Answer
$\rm 4.0\;cm,\;34.7\;cm,\;65.3\;cm$
Work Step by Step
First of all, we need to find the initial full length of the tube,
$$L_i=2(80)+\frac{1}{2}(2\pi r)$$
where $\frac{1}{2}(2\pi r)$ is the circumference of a semicircle which is the length of the bent part of the tube.

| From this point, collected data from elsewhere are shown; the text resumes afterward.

PR #52, opened 2017-07-29
Addon: bootstrap.kafka service with current brokers as endpoint

solsson:
This looks useful but I'm hesitant to merge to master due to #21, which we dealt with by removing the service in #30.

I fail to figure out how to test, let alone enforce, that this service is only used for the initial connection but not for actual consumption or production. Clients should discover brokers through this service, but not suffer from the round-robin nature of it. A danger is that when developing with 1 replica, #44 for example, there is no round-robin and thus no such issues.

### DIFF
--- a/30bootstrap-service.yml
+++ b/30bootstrap-service.yml
@@ -1,0 +1,11 @@
+---
+apiVersion: v1
+kind: Service
+metadata:
+  name: bootstrap
+  namespace: kafka
+spec:
+  ports:
+  - port: 9092
+  selector:
+    app: kafka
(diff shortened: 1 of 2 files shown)


solsson:
The more I mess with bootstrap.servers strings the better I like this idea. Let's merge it, as existing bootstrap settings will work as before.

solsson:
- [ ] Rebase and cherry-pick 5b9f1997bbe3e5ea65413c62c26727b8e18e568f

solsson:
Actually I will have to revert the test change in this PR, and merge only the service. I've tested it during #84 but need to merge this to master without conflicts in ongoing test refactoring.

PR #55, opened 2017-08-02
Trigger upgrades automatically on statefulset change

solsson:
Any votes on this? No need to do `kubectl delete` manually, but on the other hand the pod restart sequence may come as a surprise. Also I think it requires Kubernetes 1.7.

### DIFF
--- a/kafka/50kafka.yml
+++ b/kafka/50kafka.yml
@@ -11,7 +11,7 @@ spec:
   serviceName: "broker"
   replicas: 3
   updateStrategy:
-    type: OnDelete
+    type: RollingUpdate
   template:
     metadata:
       labels:
--- a/zookeeper/50pzoo.yml
+++ b/zookeeper/50pzoo.yml
@@ -12,7 +12,7 @@ spec:
   serviceName: "pzoo"
   replicas: 3
   updateStrategy:
-    type: OnDelete
+    type: RollingUpdate
   template:
     metadata:
       labels:
--- a/zookeeper/51zoo.yml
+++ b/zookeeper/51zoo.yml
@@ -11,7 +11,7 @@ spec:
   serviceName: "zoo"
   replicas: 2
   updateStrategy:
-    type: OnDelete
+    type: RollingUpdate
   template:
     metadata:
       labels:


BenjaminDavison:
Yeh it requires 1.7.

solsson:
Proposing that this gets merged to master, for next major, see #84

solsson:
Apparently I didn't read up on this enough. For example the change of readiness probe in #81 did not trigger restarts.

elm-:
Has the update behaviour changed in 1.8? I had an issue with this when testing rolling updates on StatefulSets. They were first scaled back to 0 and then back to full size when I tested it with upgrading Kafka. Meaning there is a down time. The way I did it was stage the updates with apply, and then removed each pod, waited till it was back up and back again and then picked the next one.

solsson:
Under the circumstances I will postpone this. My thinking goes, as in https://github.com/Yolean/kubernetes-kafka/pull/81#issuecomment-342465122, that the scope of this repo isn't - at least not yet :) - to automate Kafka ops tasks that are manual in a typical non-k8s setup.

Also, there won't be any automatic upgrade on configmap changes, though they can be as fundamental as an image or env change, so RollingUpdate might be misleading.

solsson:
Haha, just discovered that RollingUpdate is default. Will produce a PR that reverts to OnDelete, based on the argument above.

solsson:
I guess that recent adopters of Kubernetes will be surprised by _not_ having RollingUpdate. Oldies like me should simply embrace pod volatility :)

solsson:
The biggest flaw here is that we don't restart `-config` ConfigMap changes. Is anyone aware of a mechanism, a kube-native one, for restarting based on such a dependency?

atamon:
A common pattern seems to be to have a sidecar container that mounts the same configmap as a volume and detects changes inside the configmap, then triggers a reload. https://github.com/coreos/prometheus-operator does this for their prometheus statefulsets for example.

Googled a bit and found https://stackoverflow.com/a/37331352/1740999 which has some interesting ideas

solsson:
> Adding sidecars always feels a bit cumbersome though.

Not when they're ingenious 😬 ... I created #225 to track this.

PR #56, opened 2017-08-02
Use kubectl and RBAC to look up zone for broker.rack

solsson:
API use from within pods gets permission denied with Kubernetes 1.7 on GKE. [RBAC](https://kubernetes.io/docs/admin/authorization/rbac/) makes sense and we should learn to use it. Docs are ok but thin on conventions. I searched around but I guess the role and service account naming needs discussion.

I failed to get curl calls like in https://github.com/Yolean/kubernetes-kafka/pull/39 to auth as `system:serviceaccount:kafka:kafka` but kubectl solved that and also makes it handy to extract a label value.


solsson:
TODO make init container fast again by switching to an image with kubectl, but beware of 56f0f9c and b3a6bbc

solsson:
Without `serviceAccountName: kafka` kubectl tries `system:serviceaccount:kafka:default` so maybe we should name the `ServiceAccount` `default` so RBAC can be setup without affecting the kafka manifest.

solsson:
With #59 RBAC has no effect on core manifests, and works in-container with curl.

PR #57, opened 2017-08-03
Set provisioned volumes to Retain by default

solsson:
... or should we switch back to manually provisioned volumes, and find some other way to deal with [multiple zones](https://kubernetes.io/docs/admin/multiple-zones/#volume-affinity).


solsson:
Let's keep dynamically provisioned volumes. There's good progress in [1.8](https://github.com/kubernetes/kubernetes/pull/47987). Once we've got that we'll update #50.

solsson:
Actually I wanted to keep this PR open, while merging the README change to master, but github did the close. Let's remember to revisit this with Kubernetes 1.8.

PR #59, opened 2017-08-05
RBAC policies through kubectl apply -f rbac-namespace-default/

solsson:
Together with https://github.com/Yolean/kubernetes-kafka/pull/41#issuecomment-319874194 this replaces https://github.com/Yolean/kubernetes-kafka/pull/56.

PR #60, opened 2017-08-05
Addon: Stream all Kubernetes events to a topic

solsson:
A quite interesting log with messages like (`kubectl -n test-kafka logs -l test-target=events-topic`):
```
{
  "type": "MODIFIED",
  "object": {
    "kind": "Event",
    "apiVersion": "v1",
    "metadata": {
      "name": "pzoo-0.14d7585c3d972d2d",
      "namespace": "kafka",
      "selfLink": "/api/v1/namespaces/kafka/events/pzoo-0.14d7585c3d972d2d",
      "uid": "e0ed084c-784d-11e7-a1b0-42010a840078",
      "resourceVersion": "108989",
      "creationTimestamp": "2017-08-03T13:15:53Z"
    },
    "involvedObject": {
      "kind": "Pod",
      "namespace": "kafka",
      "name": "pzoo-0",
      "uid": "c4d1c2e6-784d-11e7-a1b0-42010a840078",
      "apiVersion": "v1",
      "resourceVersion": "469107",
      "fieldPath": "spec.containers{zookeeper}"
    },
    "reason": "Unhealthy",
    "message": "Readiness probe failed: ",
    "source": {
      "component": "kubelet",
      "host": "gke-eu-west-3-default-pool-f275612a-f7m1"
    },
    "firstTimestamp": "2017-08-03T13:15:53Z",
    "lastTimestamp": "2017-08-05T04:54:23Z",
    "count": 592,
    "type": "Warning"
  }
}
```
(#31 should take note about this particular event)

Reopens #39.

Includes RBAC policy from #59

### DIFF
--- a/addon-events/events-kube-kafka.yml
+++ b/addon-events/events-kube-kafka.yml
@@ -35,4 +35,4 @@ spec:
           -b kafka-0.broker.kafka.svc.cluster.local:9092,kafka-1.broker.kafka.svc.cluster.local:9092,kafka-2.broker.kafka.svc.cluster.local:9092
           -t ops-kube-events-all-json-001
           -P
-          -z gzip
+          -z snappy
--- a/addon-events/events-kube-kafka.yml
+++ b/addon-events/events-kube-kafka.yml
@@ -28,7 +28,7 @@ spec:
           value: ops-kube-events-all-json-001
         command:
         - /bin/bash
-        - -ec
+        - -c
           # curl errors will go to kafka, kafkacat errors will got to log
         - >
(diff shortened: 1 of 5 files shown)


solsson:
Tried to improve error handling, for example when RBAC is missing, but with no real success. You basically need to exec to the pod (which is most likely crashlooping fast) to try the curl manually. Status noted in fc5a836.

TODO test if the curl error (with -f) gets into the topic, thus breaking consumers that assume they will get JSON. Status on that is in d628275.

We can see that $r=\frac{10}{2}=5$ cm since the distance between the two ends is 10 cm which is, at the same time, the diameter of the semicircle part of the tube.
Thus,
$$L_i=160+ 5\pi =\bf 175.7\;\rm cm$$
Now the final length is then given by
$$L = (\bf 2\it s+\bf 1.757 )\;\rm m\tag 1$$
To have a loud sound, we have to create a standing wave inside this open-open tube.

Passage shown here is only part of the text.